In the meantime, the OECD published in 1994 its celebrated Jobs Study, which has provided one of the finest and most comprehensive statistical sources for the analysis of unemployment. Though the research for the OECD study was carried out at the same time as that for the EU White Paper, it appears that the two pieces of work were undertaken completely independently of one another with no communication between those involved. The OECD study was not specifically directed at Europe, but it was clearly concerned about European labour market problems, and its recommendations are particularly aimed at European countries. Unlike the EU study, however, it approached the labour market from a free market rather than a consensualist ideological standpoint, and its conclusions embody a general thrust towards deregulation and greater flexibility.

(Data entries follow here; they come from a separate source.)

Issue #1515, opened 2026-04-02
rbc.cc requires C++20 when building with MSVC


erik-anderson:
I tried building with MSVC, but see that [rbc.cc](https://github.com/google-deepmind/open_spiel/blob/8665ebe9161c20c4d5dae3e9d1b4b763343f5710/open_spiel/games/rbc/rbc.cc#L608) and [rbc.h](https://github.com/google-deepmind/open_spiel/blob/8665ebe9161c20c4d5dae3e9d1b4b763343f5710/open_spiel/games/rbc/rbc.h#L161) are using designated initializers, e.g.:
```
  return SenseWindow{
      .min_corner = chess::Square{.x = min_col, .y = min_row},
      .max_corner = chess::Square{.x = max_col, .y = max_row},
  };
```

Since this project is using C++17, it fails with a `error C7555: use of designated initializes requires at least '/std:c++20'` error.

Apparently gcc and clang support this pre-C++20 but would warn if using `-pedantic`.

I see prior issue #864 which was fixed by removing the use of the language feature. And #1494 fixed some similar C++20 usages in these files.

Things appear to build fine with C++20, so maybe worth considering moving forward to that?

lanctot:
Thanks, good point. Might be time to bump up now. Will take a look when back from vacation.

Can I ask you to submit a PR to update the Windows documentation to add a mention of this? (windows.md)

erik-anderson:
To build with C++20, I needed to modify CMakeLists.txt to change `CMAKE_CXX_STANDARD` to 20 and modify the `if(MSVC)` `CMAKE_CXX_FLAGS` to `/std:c++20`.

What sort of mention were you thinking of? Just calling out that MSVC needs C++20? Or also give a hint to modify CMakeLists.txt to make that happen?

lanctot:
I kind of meant a temporary mention to change it manually in the Windows instructions.

But, actually, how about we just try changing to C++20 in the CMakeLists.txt and see if the GitHub Actions tests pass. If they do, we can likely update the whole repos now.

lanctot:
We were mostly keeping C++17 around for older compilers but I think all the platforms that built the older Python wheels, but they should all support C++20 now.

lanctot:
Fixed by https://github.com/google-deepmind/open_spiel/commit/b7234e314f55f7d4493fa12040f2002a90149ccb , thanks @erik-anderson !

PR #1518, opened 2026-04-05
Compile using C++20 and clean up Windows instructions

erik-anderson:
Per #1515, this change moves the project to compile with C++20.

It also refreshes the Windows build instructions to work and simplifies the WSL (now WSL2) directions by pointing to, after WSL setup, the primary install.md Linux directions.


lanctot:
Thanks! Tests passed. I'll import this when back from vacation (mid to late April).

lanctot:
Hi @erik-anderson , this thread may interest you and would love if you could test Windows via pip: https://github.com/google-deepmind/open_spiel/issues/1531

PR #1520, opened 2026-04-25
Add Snake game (2 or 4 players, simultaneous moves)

bovard:
Multi-player Snake on a rectangular grid. All alive players simultaneously choose a direction; snakes die on wall, head-on, or body collisions; eating the fruit grows the snake and triggers a chance node placing a new fruit on a random empty cell. The episode ends when fewer than two snakes are alive or the horizon is reached.

Parameters: rows (10), columns (10), players (2; must be 2 or 4), horizon (100).


lanctot:
Nice!! Thanks

lanctot:
The Python sim tests failed because 3 players is not supported. Could you add snake to the exclusion list here?

https://github.com/google-deepmind/open_spiel/blob/feab31d385e4aac7093954f6f6656f3d8baa32c9/open_spiel/python/tests/games_sim_test.py#L75

That should fix it.

PR #1532, opened 2026-05-01
Fix multiprocessing fork start method on Windows and Python 3.8+

visheshrwl:


alexunderch:
I think because `fork` is in general outdated and worth replacing due to only being compatible with linux, it's better to let this thing fail and do a cross-platform replacement for `>=python3.12` (`3.14` is an interesting case...)

lanctot:
That failed test is probably unrelated, we've been seeing it recently.. I'll try to fix it this weekend.

alexunderch:
@lanctot it doesn't look like a test failure

it's more of a connection error https://github.com/TheAssassin/AppImageLauncher/issues/548

lanctot:
Ok github issues fixed. Can you pull changes from master and push the merge commit (to retrigger the tests)?

PR #1533, opened 2026-05-01
Replace hardcoded /tmp paths with tempfile.gettempdir()

visheshrwl:
Add import os and import tempfile where missing, then replace every
/tmp/... default with os.path.join(tempfile.gettempdir(), ...) across
15 example files. On Linux this is a no-op (/tmp), on macOS it uses
the system temp dir, and on Windows it resolves to %TEMP% so the
examples no longer fail at startup.


lanctot:
That build failure is unrelated. We've been having issues with it recently. I'll try to address it this weekend.

lanctot:
Ok github issues fixed. Can you pull changes from master and push the merge commit (to retrigger the tests)?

5. Conclusion: Implications for Policy

Policy choices could perhaps be seen in terms of ‘first best’ as against ‘second best’ approaches. The first-best approach puts its faith in the workings of the market and favours policies of flexibility, deregulation and generally the reduction of government intervention in the labour market. Second-best policies, by contrast, recognise the imperfections of economic arrangements and seek instead to offset and counteract their ill-effects by suitably designed interventions. The evidence reviewed in this paper has essentially been inconclusive in terms of this distinction: there is no conclusive evidence that economies where governments intervene a lot in the labour market have higher unemployment rates than economies where the role of government is minimal.

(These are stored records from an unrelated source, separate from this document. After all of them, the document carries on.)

PR #1550, opened 2026-05-30
feat: Implement zero-copy AsyncVectorEnv via shared memory for parallel execution

shivansh023023:
### Description
This PR introduces `AsyncVectorEnv` to `open_spiel/python/vector_env.py`, enabling true parallel execution of environments across multiple CPU cores. 

### Key Architectural Details
* **Zero-Copy Shared Memory:** To avoid severe Inter-Process Communication (IPC) pickling bottlenecks when transmitting large observation tensors (e.g., in Chess or Backgammon), this implementation utilizes `multiprocessing.sharedctypes.RawArray`.
* **Direct Memory Writing:** Worker processes instantiate the C++ environments natively and write `time_step.observations["info_state"]` directly into pre-allocated shared NumPy views.
* **Lightweight Pipes:** The `multiprocessing.Pipe` is strictly reserved for small control payloads (rewards, done flags, step types), completely eliminating the need to serialize massive multi-dimensional arrays.
* **Performance:** In a 16-worker benchmark on `chess` running 1,000 steps, this shared memory architecture achieved a **~2.87x speedup** over the synchronous `SyncVectorEnv`, fully bypassing the IPC overhead that typically throttles complex state transmission.

### DIFF
--- a/open_spiel/python/vector_env.py
+++ b/open_spiel/python/vector_env.py
@@ -13,6 +13,8 @@
 # limitations under the License.
 """A vectorized RL Environment."""
 
+import multiprocessing as mp
+
 
 class SyncVectorEnv(object):
   """A vectorized RL Environment.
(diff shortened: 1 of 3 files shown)


lanctot:
Thanks!

lanctot (changes requested):
- Can you add a test that shows it working on a simple game?
- Can you add the test to the python tests in python/CMakeLists.txt

shivansh023023:
> * Can you add a test that shows it working on a simple game?
> * Can you add the test to the python tests in python/CMakeLists.txt

Done !

lanctot:
The tests failed. Can you take a look? Did they pass locally?

open_spiel/python/vector_env.py
```diff
@@ -76,3 +78,207 @@ def reset(self, envs_to_reset=None):
...
+  def close(self):
+    """Cleanly shuts down all worker processes."""
+    if self.closed:
+      return
+    if self.waiting:
+      for remote in self.remotes:
+        remote.recv()
+    for remote in self.remotes:
+      remote.send(("close", None))
+    for p in self.processes:
```
lanctot: Is there a race condition here?

lanctot: (lines 279-280)

shivansh023023: hi @lanctot there was indeed a potential race condition during shutdown if a worker was stuck on an IPC boundary when close() was triggered.

I've pushed a fix that handles process termination safely. I also resolved an underlying multi-player data alignment bug where info_state arrays were hitting dimension mismatches when unpacked at the master process level.

shivansh023023:
@lanctot i have implemented some chages , can you re run the checks

shivansh023023:
hi @lanctot all the checks are passing now !

lanctot (approved):

lanctot:
Hmm, unfortunately there is an issue with how multiprocessing is handled in Python (internally), so we probably can't support this because it does not work internally. Thanks, though.. we will leave it open for reference here if people want to use it, and please feel free to point people to it!

shivansh023023:
> Hmm, unfortunately there is an issue with how multiprocessing is handled in Python (internally), so we probably can't support this because it does not work internally. Thanks, though.. we will leave it open for reference here if people want to use it, and please feel free to point people to it!

Sure ! @lanctot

However, the sclerosis model sketched in Section 3.4 suggests that such static evaluations may not address the right question. The model suggests that interventionary policies may assist matters in the short run, but in the long run they only make things worse. According to this model, the right policy is not to attempt to ameliorate the problems created by one set of interventions by further intervention but rather to remove the first set and recreate a free market in labour. Any beneficial effects of policy interventions on unemployment today are bought at the expense of higher unemployment in the future. The model also suggests that reversing such policies may have adverse effects in the short run, which again means that static comparisons at a point in time may miss the key elements of policy development.

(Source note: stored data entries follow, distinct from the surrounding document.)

PR #1553, opened 2026-06-09
games: add pursuit-evasion game (2-player zero-sum, continuous 2D space)

aeyjeyaryan:
This PR adds a new Python game, `python_pursuit_evasion`, to address issue #843 (Call for New Games).

**Game overview**

A 2-player zero-sum pursuit-evasion game in bounded 2D continuous space:
- **Player 0 (Pursuer):** chooses a move direction each turn from 9 discrete actions (8 compass directions + stay). Movement is unit-length in any direction.
- **Player 1 (Evader):** moves automatically according to a parameterized strategy. Has exactly one no-op legal action.
- **Capture condition:** Euclidean distance < `capture_radius` (default 1.0).
- **Reward:** +1 for pursuer if capture occurs within `max_steps` rounds, −1 otherwise (zero-sum).
- **Game parameters:** `grid_size` (default 10.0), `max_steps` (default 50), `capture_radius` (default 1.0), `evader_strategy` (0–3).

**Evader strategies**

| ID | Name | Behavior |
|----|------|----------|
| 0 | Random | Moves in a uniformly random direction each turn |
| 1 | Constant-velocity | Moves East every turn |
| 2 | Zigzag | Alternates between NE and SE |
| 3 | Adaptive | Moves directly away from the pursuer (unit vector of evader − pursuer) |

**Implementation details**

- Follows the standard OpenSpiel Python game pattern (`pyspiel.Game`, `pyspiel.State`, observer class, registration).
- Observation/information-state tensor: 5-element normalized vector `[pursuer_x/grid_size, pursuer_y/grid_size, evader_x/grid_size, evader_y/grid_size, step/max_steps]`.
- Sequential turn structure: pursuer moves → evader moves → capture check → repeat.

**Tests**

12 tests covering API conformance (`pyspiel.random_sim_test`), all 4 evader strategies, both terminal conditions, legal action counts, zero-sum property, observation tensor shape/range, and deterministic replay.

**Additional context**

This game accompanies a research paper comparing NEAT and PPO under non-stationary opponent strategies (IEEE Access, under submission). The adaptive evader strategy shifts the evasion policy during an episode, creating a non-stationary environment where population-based methods (NEAT) outperform gradient-based methods (PPO). The game is designed for use with OpenSpiel's Python algorithms and can serve as a benchmark for multi-agent RL under strategy distribution shifts.


open_spiel/python/games/pursuit_evasion.py
```diff
@@ -0,0 +1,273 @@
...
+"""Pursuit-evasion game in 2D continuous space.
+
+A 2-player zero-sum game where a pursuer (Player 0) attempts to capture an
+evader (Player 1) within a bounded 2D grid. The evader follows one of four
+parameterized strategies (random, constant-velocity, zigzag, or adaptive).
+The pursuer moves using one of 9 discrete actions (8 directions + stay).
+Capture occurs when the Euclidean distance between pursuer and evader is
+less than the capture radius.
+
+Designed to accompany research on NEAT vs PPO under non-stationary opponent
```
lanctot, line 27: Interesting domain! Will import it now. 

It would be great if you can update this file to add the reference once the paper is public (in a future PR).

lanctot (approved):

open_spiel/python/games/pursuit_evasion.py
aeyjeyaryan: Sure thing! thank you so much

lanctot:
@aeyjeyaryan could you add the game to the games list? (in `docs/games.md`)?

open_spiel/python/games/pursuit_evasion.py
```diff
@@ -0,0 +1,286 @@
...
+# Unless required by applicable law or agreed to in writing, software
+# distributed under the License is distributed on an "AS IS" BASIS,
+# WITHOUT WARRANTIES OR CONDITIONS OF ANY KIND, either express or implied.
+# See the License for the specific language governing permissions and
+# limitations under the License.
+
+"""Pursuit-evasion game in 2D continuous space.
+
+A 2-player zero-sum game where a pursuer (Player 0) attempts to capture an
+evader (Player 1) within a bounded 2D grid. The evader follows one of four
```
lanctot: Since the game takes place in a continuous space and the players don't snap to discrete cells, consider changing "grid" to "box" or "space" to avoid confusion.

lanctot: Similarly elsewhere in the file (grid_size_ should be renamed)

open_spiel/python/games/pursuit_evasion.py
```diff
@@ -0,0 +1,286 @@
...
+    provides_observation_string=True,
+    provides_observation_tensor=True,
+    parameter_specification=_DEFAULT_PARAMS,
+)
+
+
+class PursuitEvasionGame(pyspiel.Game):
+  """2-player zero-sum pursuit-evasion game in continuous 2D space.
+
+  The pursuer (Player 0) takes discrete directional actions each turn. The
```
lanctot: Hardcoding the opponent's strategy into the game state and hiding stochasticity behind a dummy action breaks OpenSpiel's tree-search assumptions.

Because _EVADER_RANDOM uses self._rng, applying action 0 is stochastic. In OpenSpiel, stochastic transitions should be explicitly modeled as chance nodes so search algorithms can branch correctly. Furthermore, without a custom clone() method, duplicating this state in a search tree will share the same RNG object or fail to copy it correctly.

If this is meant to be a 2-player game, consider exposing the 9 actions to Player 1 and moving these hardcoded strategies (random, zigzag, etc.) into external pyspiel.Bot implementations. If it's meant to be a 1-player environment against a fixed behavior, Player 1's turn should be formally implemented as a chance node.

lanctot (changes requested):
Comments from internal review thanks to @dhennes

open_spiel/python/games/pursuit_evasion.py
aeyjeyaryan: Thanks for the feedback, Marc! I've addressed both points in the most recent push.

open_spiel/python/games/pursuit_evasion.py
```diff
@@ -0,0 +1,411 @@
...
+    self.evader_strategy = game.evader_strategy
+    self.pursuer_x = 0.0
+    self.pursuer_y = 0.0
+    self.evader_x = self.space_size
+    self.evader_y = self.space_size
+    self.step = 0
+    self._is_chance = False
+    self._is_terminal = False
+    self.pursuer_reward = 0.0
+    self._rng = np.random.RandomState(game.seed)
```
lanctot: There should be no random number generator in the state or the game. All randomness should be controlled externally and change events handelled by chance nodes.

lanctot: Seems to no longer be used, right? Please remove.

open_spiel/python/games/pursuit_evasion.py
```diff
@@ -0,0 +1,411 @@
...
+
+
+class PursuitEvasionGame(pyspiel.Game):
+  """Single-player pursuit-evasion game with stochastic opponent transitions.
+
+  The pursuer (Player 0) takes discrete directional actions each turn. After
+  each pursuer action the evader moves via a chance node whose probability
+  distribution is determined by the ``evader_strategy`` parameter. The game
+  ends when the pursuer captures the evader (distance < capture_radius) or
+  after ``max_steps`` rounds.
```
lanctot: I don't understand this. 

First: why make this a single-player game instead of a two-player game?

Second: in the case where it is a single player game, then bots should not be acting at chance nodes (i.e. see the test where several different types of evaders are tested). Chance nodes have fixed distributions: you should only sample from their (categorical) distribution.

I think the better choice here is keep the evader bots and make it proper two-player game. Then use the bots when it's the evader's turn.

lanctot (changes requested):

open_spiel/python/games/pursuit_evasion.py
aeyjeyaryan: Thanks for the clear direction,  addressed all three points in the recent push!

lanctot (approved):

PR #1558, opened 2026-06-14
Add MCP Server example

lanctot:


lanctot:
Note: big credit to @dhennes who wrote the original version!

PR #198, opened 2023-05-03
fix: call not ringing when already in a call on lock screen FS-1920

David-Henner:
<table>
<td>
  <a href="https://wearezeta.atlassian.net/browse/FS-1920" title="FS-1920" target="_blank">BugFS-1920</a>  [iOS] Incoming group call doesn't ring while already in a 1:1 call while the screen is locked
  </td></table>
  <br />
 

----

- The **PR Title**

- The **PR Description**
----

# What's new in this PR?

### Issues

When the user is in a call while on the Lock Screen, and a second call is incoming, the call doesn't ring / show up on the screen

### Causes 

Since we're already on a call, Wire is active despite being in the background. As a result, it syncs the events and processes other incoming call events.
However, the `CallKitManager` filters out call state updates if Wire is in the background, because we want to avoid interference with the NSE eventually reporting call state updates.

### Solutions

We don't need to filter out call states when in the background, as long as we avoid reporting call events more than once.

#### Test Coverage 

- [x] Added unit tests to ensure we don't process the same call events more than once

#### How to Test

1. Be on the Lock Screen (with Wire in the background)
2. Accept a 1:1 call (while on lock screen)
3. Receive a group call (while on lock screen)

Expected: the second call rings and appears on the screen as incoming

### DIFF
--- a/wire-ios-sync-engine/Source/Calling/CallKitManager.swift
+++ b/wire-ios-sync-engine/Source/Calling/CallKitManager.swift
@@ -807,18 +807,6 @@ extension CallKitManager: CXProviderDelegate {
 
 extension CallKitManager: WireCallCenterCallStateObserver, WireCallCenterMissedCallObserver {
 
-    private var shouldHandleCallStates: Bool {
-        switch (requirePushTokenType, application.applicationState) {
-        case (.standard, .background):
-            // Processing call states in the background wiLl interfere with
-            // CallKit calls triggered from the NSE.
-            return false
-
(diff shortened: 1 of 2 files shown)


agisilaos (approved):

agisilaos:
@David-Henner **FYI**: In **Sync Engine**, under **UserTests**, **testThatAllUsersAreDownloaded** is failing

KaterinaWire (approved):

If this analysis is correct, the prospects for European unemployment must be pessimistic. There is political and ideological aversion to economic liberalism throughout most of continental Europe, in particular among the bigger countries which influence EU policy. The financial consequences of ever-increasing government expenditure seem likely to restrain further growth of labour market intervention, but Europe as a whole appears condemned to high unemployment, as the cumulative effect of its past policies weaken market forces and inhibit the functioning of the labour market.